_Assigned task_
Look through the entries below and return all lines including the word "startTime".

_Items from a data source_
########################################

PR #12435, opened 2021-05-19
Fix-up of #12432: Fix key error when reading appointment with categories

CyrilleB79:
### Link to issue number:

Fix-up of #12432

### Summary of the issue:

In Outlook Calendar, KeyError in the log when tabbing on an appointment having an associated  category.

In #12432, `.format` was used without key word argument, whereas the string to be formatted contained a named interpolated value.

#### Details
To reproduce / test:
* Open Outlook
* Press control+2 to go to calendar view
* Tab or shift+tab to focus an appointment

Note: using up/down arrows will read the appointment, but does not focus it and will not read the category.

Tested in Outlook 2016 and 365
- with Calendar view 'working week' and day.

If you do not have an appointment with a category, you can add one the following way:
* Open Outlook
* Press control+2 to go to calendar view (working week for me)
* Tab to an appointment
* Press context menu key
* Select "categorize" item
* Select a category in the sub-menu

### Description of how this pull request fixes the issue:

Call `.format` with the keyword.

### Testing strategy:
Tested in Outlook that appointments with no category, one category or wo categories are correctly reported.

### Known issues with pull request:
None

### Change log entries:
None; fixing a not released PR.

### Code Review Checklist:

- [x] Pull Request description is up to date.
- [x] Unit tests.
- [x] System (end to end) tests.
- [x] Manual tests.
- [x] User Documentation.
- [x] Change log entry.
- [x] Context sensitive help for GUI changes.

Cc @feerrenrut  @seanbudd

PR #12448, opened 2021-05-21
Remove one and only use of ngettext for now

michaelDCurran:
### Link to issue number:
None

### Summary of the issue:
Recently NVDA began using ngettext to allow translators to provide both singular and plural translations for a particular message.
 However, it seems that our PO validation code in the translation system is not handling plural forms well, and is incorrectly classing translations as missing brace format variables, as it is incorrectly comparing the translation with the message before that one.
It then outputs the following error:
```
Message starting on line 7169
Original: "{startTime} to {endTime}"
Translated: "category {categories}"
Error: missing brace format interpolation, extra brace format interpolation
Expected: these brace format interpolations: {endTime}, {startTime}
Got: these brace format interpolations: {categories} 
```

ngettext was so far only used for one string in NVDA, in source/appModules/outlook.py. Seen by doing `git grep ngettext`.

We have many many strings in NVDA which would benefit from ngettext, but we need to know it works correctly. So until we are sure we can validate this correctly, we should stop using it in the one and only place it exists today.

Stop using ngettext for the one string in the Outlook appModule, instead replacing it with a normal use of `_()` providing just the plural form. 

### Testing strategy:
* Manually tested by Opening Outlook. Going to a calendar. Creating an appointment and adding 0, 1 and 2 categories, verifying each time that focusing the appointment NVDA reports  the categories.

None.

### Change log entries:
None needed.

New features
Changes
Bug fixes
For Developers

### Code Review Checklist:

- [x] Unit tests.
- [x] Manual tests.
- [x] User Documentation.
- [x] Change log entry.

### DIFF
--- a/source/appModules/outlook.py
+++ b/source/appModules/outlook.py
@@ -37,7 +37,7 @@ from NVDAObjects.behaviors import RowWithFakeNavigation, Dialog
 from NVDAObjects.UIA import UIA
 from NVDAObjects.UIA.wordDocument import WordDocument as UIAWordDocument
 import languageHandler
-from gettext import ngettext
+
 
 PR_LAST_VERB_EXECUTED=0x10810003
 VERB_REPLYTOSENDER=102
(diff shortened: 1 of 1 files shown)


seanbudd (approved):

feerrenrut:
Originally added in https://github.com/nvaccess/nvda/pull/11598
Updated in:
- https://github.com/nvaccess/nvda/pull/12432
- https://github.com/nvaccess/nvda/pull/12435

########################################

_Solution to this task_
Original: "{startTime} to {endTime}"
Expected: these brace format interpolations: {endTime}, {startTime}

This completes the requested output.